Und fügen Sie Ammoniumacetat bis zu einer Endkonzentration von 0,3 molar hinzu, mischen Sie und fügen Sie zwei Volumen 100%iges Ethanol hinzu, um die DNA auszufällen. Lagern Sie die Mischung mindestens 30 Minuten lang bei minus 20 Grad Celsius. Nach der Ethanolfällung und Resuspension der gewonnenen DNA-Proben in 50 Mikrolitern Wasser wird die Null-Stunden-Probe in 500 Mikrolitern Wasser verdünnt und die PCR-Reaktionen mit den nicht transfizierten und transfizierten Proben durchgeführt.

Stellen Sie dann das Programm am Thermocycler ein und starten Sie den Lauf. Dieser transspezifische Primer-Verlängerungsschritt ist von entscheidender Bedeutung, da er uns eine Amplifikation des beschädigten Strangs ermöglicht. Wenn sie nicht verwendet werden, wären die Delta-CT-Werte kleiner als eins, was es schwierig macht, niedrige DPC-Reparaturniveaus zu erkennen.

Fügen Sie nach Abschluss von acht Zyklen 100 Picomole der zweiten Grundierung hinzu. Mischen Sie dann einen Mikroliter der unamplifizierten DNA aus den nicht transfizierten und transfizierten Proben mit 2x Mastermix, Wasser und 100 Picomole beider Primer zu einem endgültigen Volumen von 60 Mikrolitern. Laden Sie die Proben in dreifacher Ausfertigung auf eine 96-Well-PCR-Platte.

Führen Sie eine quantitative PCR für 30 Zyklen durch und mitteln Sie den Zyklusschwellenwert für jede der dreifachen Proben. In dieser Studie wird die QPCR mit und ohne strangspezifische Primerverlängerung durchgeführt, um den Prozentsatz der reparierten Plasmid-DNA zu berechnen. Die Differenz in den Zyklusschwellenwerten zwischen den primer-verlängerten und den nicht primer-verlängerten Proben wird als Delta-CT.As hier zu sehen ist, hat eine reparierte Probe, die einer SSPE-QPCR unterzogen wurde, eine größere Delta-CT als eine nicht reparierte Probe.

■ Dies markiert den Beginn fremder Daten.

PR #13040, opened 2024-02-15
Fix Arrow Key Behaviour for Collapsed Components

Ghrehh:
https://github.com/Budibase/budibase/pull/12764 was merged with a bug where the arrow keys weren't performing actions to navigate between collapsed components correctly, this should fix it.


deanhannigan (approved):
LGTM

PR #13052, opened 2024-02-15
Form screen template

deanhannigan:
## Description

- New `Form` mode has been added to the `Create new screen` menu. Pick 1 or more existing datasources and generate a form screen
- Select the initial form mode - `Create`, `Update` or `View`. The screen will contain a `Multistep form block` with your default configuration.
- When creating a new `Grid`, `Table` or `Form` screen, the user will now be redirected to a component path. This way, the newly created component is immediately selected in the designer.
- Tour refactor. Ensuring that internal flags in the TourPopover are appropriately cleared when the tour is changed. Ensure that when destroying tour steps any related tour is stopped.
- Fix for Analytics clients to stop them continuously initialising.

## Addresses
- https://linear.app/budibase/issue/BUDI-7951/form-screen-template

## Screenshots
New `Form` tile when creating a new screen

Select which type of form you wish to create: `Create`, `Update` or`View`

New tour prompts when creating forms. `Create` mode has a unique, 1-step tour and the other modes use a different tour including the `Row Id`

## Feature branch env
[Feature Branch Link](http://fb-feature-form-screen-template.fb.qa.budibase.net)


packages/builder/src/components/portal/onboarding/TourWrap.svelte
```diff
@@ -1,39 +1,62 @@
...
+      tourStepKeyWatch
+    )
+    let currentStep = TOURS[tourKeyWatch]?.steps?.[tourStepIdx]
+    if (currentStep?.scrollIntoView) {
+      let currentNode = $builderStore.tourNodes?.[currentStep.id]
+      if (currentNode) {
+        currentNode.scrollIntoView({ behavior: "smooth", block: "center" })
+      }
+    }
+  }
```
aptkingston, line 40: Might be better to pull this out into a function - I don't think big multi-line reactive statements are a great idea. This will re-evaluate for any change to the `builderStore` for example, which would mean that we scroll the node into view even if a completely unrelated change to the builder store is made while the other conditions are satisfied.

I think it would make sense to pull it into a separate function and call it in a reactive statement, passing in only those observed params that we care about.

packages/builder/src/pages/builder/app/[application]/design/[screenId]/[componentId]/_components/Component/ComponentSettingsSection.svelte
```diff
@@ -177,9 +177,10 @@
               defaultValue={setting.defaultValue}
               nested={setting.nested}
               onChange={val => updateSetting(setting, val)}
-              highlighted={$componentStore.highlightedSettingKey ===
-                setting.key}
-              propertyFocus={$componentStore.propertyFocus === setting.key}
+              highlighted={$builderStore.highlightedSetting?.key === setting.key
```
Comment (aptkingston) [inline packages/builder/src/pages/builder/app/[application]/design/[screenId]/[componentId]/_components/Component/ComponentSettingsSection.svelte:180]: Can this not just be 
```js
highlighted={$builderStore.highlightedSetting?.key === setting.key}
```
`highlighted` is a boolean prop, so we just need to check if the keys match.

aptkingston (commented):
Couple of small suggestions but overall LGTM!

Could we add a checkbox to the form type selection modal to keep in line with the other templates? That's the only visual change I can see that we need I think.
image

aptkingston (approved):
Could we add a line break into this paragraph of text?
image

Just to look like:
image

Then go ahead and merge - LGTM!

PR #13058, opened 2024-02-16
Change budibase/couchdb default storage location

mike12345567:
## Description
Updating the default to align with what K8S and docker-compose uses, for AAS and single image we control the `TARGETBUILD` environment variable fully.

This is required because we don't always get `TARGET_BUILD=docker-compose` set on docker-compose setups - in which case it will not store data to the volume.


hosting/couchdb/runner.sh
```diff
@@ -1,6 +1,6 @@
 #!/bin/bash
 
-DATA_DIR=${DATA_DIR:-/data}
+DATA_DIR=${DATA_DIR:-/opt/couchdb/data}
```
samwho, line 3: I'm really not sure if we can make this change safely. It will screw over anyone running this image without having set `TARGETBUILD`. I think we may have to just live with it as it is now?

_some time passes_

It actually occurs to me that the big if-statement below knocks reality out of sync with what the `DATA_DIR` is set to. Maybe `DATA_DIR` isn't actually used in practice anymore?

PR #13063, opened 2024-02-19
Error when deleting selected rows that have attachment

melohagan:
## Description
When trying to delete a row with an empty attachment column, the `map` function was throwing on a null-pointer. 
Fixed to make sure null attachment field values are set to empty array.

## Addresses
- https://linear.app/budibase/issue/BUDI-7996/error-when-deleting-selected-rows-that-have-attachment-columns


samwho (changes requested):
Could you add a test for this? 🙏

melohagan:
@samwho The original fix actually did get caught by an existing unit test, so I've updated the approach and added a unit test for it 👍

samwho (approved):

PR #13064, opened 2024-02-19
Handle branding cookies with different tenant ids

PClmnt:
## Description
Handle the setting of the tenantID for branding purposes whenever a user has been to a different tenant. This will now overwrite the previous cookie value instead of creating a new one. Also adds a check to only do this cookie setting whenever the environment is cloud.


mike12345567 (approved):

packages/builder/src/pages/builder/auth/_layout.svelte
```diff
@@ -10,13 +10,18 @@
     $redirect("../")
   }
 
-  if ($admin?.checklist?.branding) {
+  if ($admin.cloud && $admin?.checklist?.branding) {
```
melohagan, line 13: NAB: Can `$admin` be null?

melohagan (approved):

packages/builder/src/pages/builder/auth/_layout.svelte
PClmnt: Pretty sure no, but better to be safe than sorry.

Repräsentative Daten des Prozentsatzes der Reparatur, berechnet aus Delta-CT-Werten, zeigen, dass Proben, die nach drei Stunden Transfektion gewonnen wurden, zu 66 % repariert wurden, während Proben, die nach acht Stunden wiederhergestellt wurden, zu 93 % repariert sind. Hier sind prozentuale Hintergrundwerte dargestellt, die aus zwei Kontrollproben mit jeweils hoher und niedriger Proteinvernetzungseffizienz berechnet wurden. Der geringe prozentuale Hintergrundanteil in der Kontrolle zeigt, warum nur effizient vernetzte Substrate für Transfektionen verwendet werden.

Einmal gemeistert, kann diese Technik in zwei bis drei Stunden durchgeführt werden. Bei diesem Verfahren ist es wichtig, Proben mit Zeit Null zu nehmen, um den Hintergrund von diesem Assay zu entfernen. Nach diesem Verfahren können andere Methoden wie die Sequenzanalyse durchgeführt werden, um zusätzliche Fragen zu beantworten, wie z. B.: Ist die DPC-Reparatur fehleranfällig?

Nachdem Sie sich dieses Video angesehen haben, sollten Sie ein gutes Verständnis dafür haben, wie man addukthaltige Plasmide in Säugetierzellen vorbereitet, transfiziert und die Reparatur quantifiziert. Vergessen Sie nicht, dass die Arbeit mit Phenol, Chloroform und Ethidiumbromid gefährlich sein kann. Und Vorsichtsmaßnahmen wie das Tragen von Handschuhen und das Arbeiten in einem Abzug sollten immer getroffen werden.